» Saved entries
★ ★ ★ ★
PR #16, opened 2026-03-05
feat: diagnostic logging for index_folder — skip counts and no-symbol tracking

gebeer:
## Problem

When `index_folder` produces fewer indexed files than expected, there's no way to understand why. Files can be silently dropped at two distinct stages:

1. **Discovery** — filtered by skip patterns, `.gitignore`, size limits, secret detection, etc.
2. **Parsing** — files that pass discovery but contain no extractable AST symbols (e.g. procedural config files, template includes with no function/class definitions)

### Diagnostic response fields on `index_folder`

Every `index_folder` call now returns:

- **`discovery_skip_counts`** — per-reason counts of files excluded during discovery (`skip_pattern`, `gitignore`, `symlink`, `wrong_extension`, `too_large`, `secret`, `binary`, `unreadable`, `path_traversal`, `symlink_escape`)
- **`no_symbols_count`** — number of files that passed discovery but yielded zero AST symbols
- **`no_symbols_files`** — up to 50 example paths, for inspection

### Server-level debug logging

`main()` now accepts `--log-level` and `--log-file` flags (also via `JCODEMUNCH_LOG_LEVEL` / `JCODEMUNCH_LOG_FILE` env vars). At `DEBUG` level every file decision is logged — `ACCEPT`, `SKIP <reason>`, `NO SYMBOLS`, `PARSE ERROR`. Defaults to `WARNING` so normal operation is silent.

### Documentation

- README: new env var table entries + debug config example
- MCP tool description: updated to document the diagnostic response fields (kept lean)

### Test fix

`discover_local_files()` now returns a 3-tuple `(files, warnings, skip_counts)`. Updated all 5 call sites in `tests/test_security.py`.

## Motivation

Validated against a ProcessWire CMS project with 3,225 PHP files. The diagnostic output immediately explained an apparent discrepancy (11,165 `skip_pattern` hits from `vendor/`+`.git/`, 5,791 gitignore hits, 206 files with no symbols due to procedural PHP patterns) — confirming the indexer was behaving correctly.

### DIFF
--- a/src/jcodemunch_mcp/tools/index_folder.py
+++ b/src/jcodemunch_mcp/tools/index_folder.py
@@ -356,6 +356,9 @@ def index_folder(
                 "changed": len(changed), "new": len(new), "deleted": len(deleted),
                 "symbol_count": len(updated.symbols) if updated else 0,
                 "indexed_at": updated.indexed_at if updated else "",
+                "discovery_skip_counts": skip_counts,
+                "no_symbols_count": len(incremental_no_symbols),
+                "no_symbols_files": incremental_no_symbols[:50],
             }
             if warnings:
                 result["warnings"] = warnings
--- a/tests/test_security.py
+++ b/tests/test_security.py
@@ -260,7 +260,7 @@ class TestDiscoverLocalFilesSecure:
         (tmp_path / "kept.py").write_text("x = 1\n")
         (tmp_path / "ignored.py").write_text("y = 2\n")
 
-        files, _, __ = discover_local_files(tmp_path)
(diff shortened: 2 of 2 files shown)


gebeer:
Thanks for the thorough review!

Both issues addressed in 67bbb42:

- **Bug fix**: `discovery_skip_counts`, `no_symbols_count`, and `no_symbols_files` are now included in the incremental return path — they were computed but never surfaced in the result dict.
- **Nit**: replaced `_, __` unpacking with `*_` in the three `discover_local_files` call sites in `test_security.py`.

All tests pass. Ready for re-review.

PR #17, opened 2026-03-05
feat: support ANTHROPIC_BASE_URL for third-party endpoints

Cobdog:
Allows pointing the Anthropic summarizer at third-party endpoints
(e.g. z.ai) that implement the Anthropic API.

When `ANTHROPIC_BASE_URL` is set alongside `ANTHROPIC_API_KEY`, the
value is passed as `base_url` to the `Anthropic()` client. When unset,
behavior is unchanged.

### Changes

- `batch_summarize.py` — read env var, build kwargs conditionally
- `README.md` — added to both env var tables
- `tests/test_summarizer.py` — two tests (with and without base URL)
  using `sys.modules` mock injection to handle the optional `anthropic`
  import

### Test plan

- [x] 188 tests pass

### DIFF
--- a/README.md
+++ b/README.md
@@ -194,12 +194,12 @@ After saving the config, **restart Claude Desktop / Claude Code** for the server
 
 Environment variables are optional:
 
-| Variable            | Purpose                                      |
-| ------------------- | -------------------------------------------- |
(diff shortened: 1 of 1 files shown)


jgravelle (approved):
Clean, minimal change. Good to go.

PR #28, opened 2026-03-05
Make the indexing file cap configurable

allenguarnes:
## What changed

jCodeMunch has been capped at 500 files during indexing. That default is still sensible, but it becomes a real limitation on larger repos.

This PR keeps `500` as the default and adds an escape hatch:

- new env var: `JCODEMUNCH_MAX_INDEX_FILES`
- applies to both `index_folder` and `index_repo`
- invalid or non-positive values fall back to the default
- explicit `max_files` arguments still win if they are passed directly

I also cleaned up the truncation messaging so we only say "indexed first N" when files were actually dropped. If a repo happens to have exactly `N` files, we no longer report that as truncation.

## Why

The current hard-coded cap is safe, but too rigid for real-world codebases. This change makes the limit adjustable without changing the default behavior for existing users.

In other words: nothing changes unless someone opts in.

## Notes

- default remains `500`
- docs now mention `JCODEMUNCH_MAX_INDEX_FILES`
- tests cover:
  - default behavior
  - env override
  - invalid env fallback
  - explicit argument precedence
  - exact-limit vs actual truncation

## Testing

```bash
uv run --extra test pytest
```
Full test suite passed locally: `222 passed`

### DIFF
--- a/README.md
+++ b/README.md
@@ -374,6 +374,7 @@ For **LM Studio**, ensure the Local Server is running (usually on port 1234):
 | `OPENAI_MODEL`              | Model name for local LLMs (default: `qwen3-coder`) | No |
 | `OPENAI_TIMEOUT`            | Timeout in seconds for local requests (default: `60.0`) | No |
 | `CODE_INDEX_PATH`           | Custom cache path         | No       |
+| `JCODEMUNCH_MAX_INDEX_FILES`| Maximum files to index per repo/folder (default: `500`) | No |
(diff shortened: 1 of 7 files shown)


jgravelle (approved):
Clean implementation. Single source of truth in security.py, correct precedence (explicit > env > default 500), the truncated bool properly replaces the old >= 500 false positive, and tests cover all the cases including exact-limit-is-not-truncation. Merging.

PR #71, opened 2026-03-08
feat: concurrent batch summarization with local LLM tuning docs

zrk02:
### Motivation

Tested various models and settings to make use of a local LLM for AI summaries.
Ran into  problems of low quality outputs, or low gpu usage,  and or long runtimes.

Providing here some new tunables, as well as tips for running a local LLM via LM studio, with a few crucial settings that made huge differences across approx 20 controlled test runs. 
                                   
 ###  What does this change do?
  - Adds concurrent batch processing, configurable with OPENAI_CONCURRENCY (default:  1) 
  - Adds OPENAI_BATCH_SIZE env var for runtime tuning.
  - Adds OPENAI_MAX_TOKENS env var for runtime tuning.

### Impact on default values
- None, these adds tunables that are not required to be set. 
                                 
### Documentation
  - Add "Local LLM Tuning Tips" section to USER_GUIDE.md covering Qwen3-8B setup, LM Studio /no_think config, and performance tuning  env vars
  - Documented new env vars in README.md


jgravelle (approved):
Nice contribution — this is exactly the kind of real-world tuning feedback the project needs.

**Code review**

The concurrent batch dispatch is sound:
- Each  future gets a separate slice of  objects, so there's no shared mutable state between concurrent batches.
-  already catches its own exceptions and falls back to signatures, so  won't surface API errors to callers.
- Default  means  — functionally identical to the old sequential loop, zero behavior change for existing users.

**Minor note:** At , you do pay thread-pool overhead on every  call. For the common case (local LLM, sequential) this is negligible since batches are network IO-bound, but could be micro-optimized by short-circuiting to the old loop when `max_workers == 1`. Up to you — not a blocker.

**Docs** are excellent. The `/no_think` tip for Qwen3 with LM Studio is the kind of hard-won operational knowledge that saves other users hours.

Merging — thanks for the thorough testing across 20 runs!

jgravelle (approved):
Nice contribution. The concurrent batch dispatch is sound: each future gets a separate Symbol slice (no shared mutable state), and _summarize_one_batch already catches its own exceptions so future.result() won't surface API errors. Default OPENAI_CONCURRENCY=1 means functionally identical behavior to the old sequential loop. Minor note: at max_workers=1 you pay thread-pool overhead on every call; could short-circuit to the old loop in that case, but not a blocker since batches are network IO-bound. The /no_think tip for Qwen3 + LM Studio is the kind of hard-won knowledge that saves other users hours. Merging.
★ ★ ★ ★
» What to work on
In the entries above, copy each line that contains the string "identical".

» Exercise result
- Default  means  — functionally identical to the old sequential loop, zero behavior change for existing users.
Nice contribution. The concurrent batch dispatch is sound: each future gets a separate Symbol slice (no shared mutable state), and _summarize_one_batch already catches its own exceptions so future.result() won't surface API errors. Default OPENAI_CONCURRENCY=1 means functionally identical behavior to the old sequential loop. Minor note: at max_workers=1 you pay thread-pool overhead on every call; could short-circuit to the old loop in that case, but not a blocker since batches are network IO-bound. The /no_think tip for Qwen3 + LM Studio is the kind of hard-won knowledge that saves other users hours. Merging.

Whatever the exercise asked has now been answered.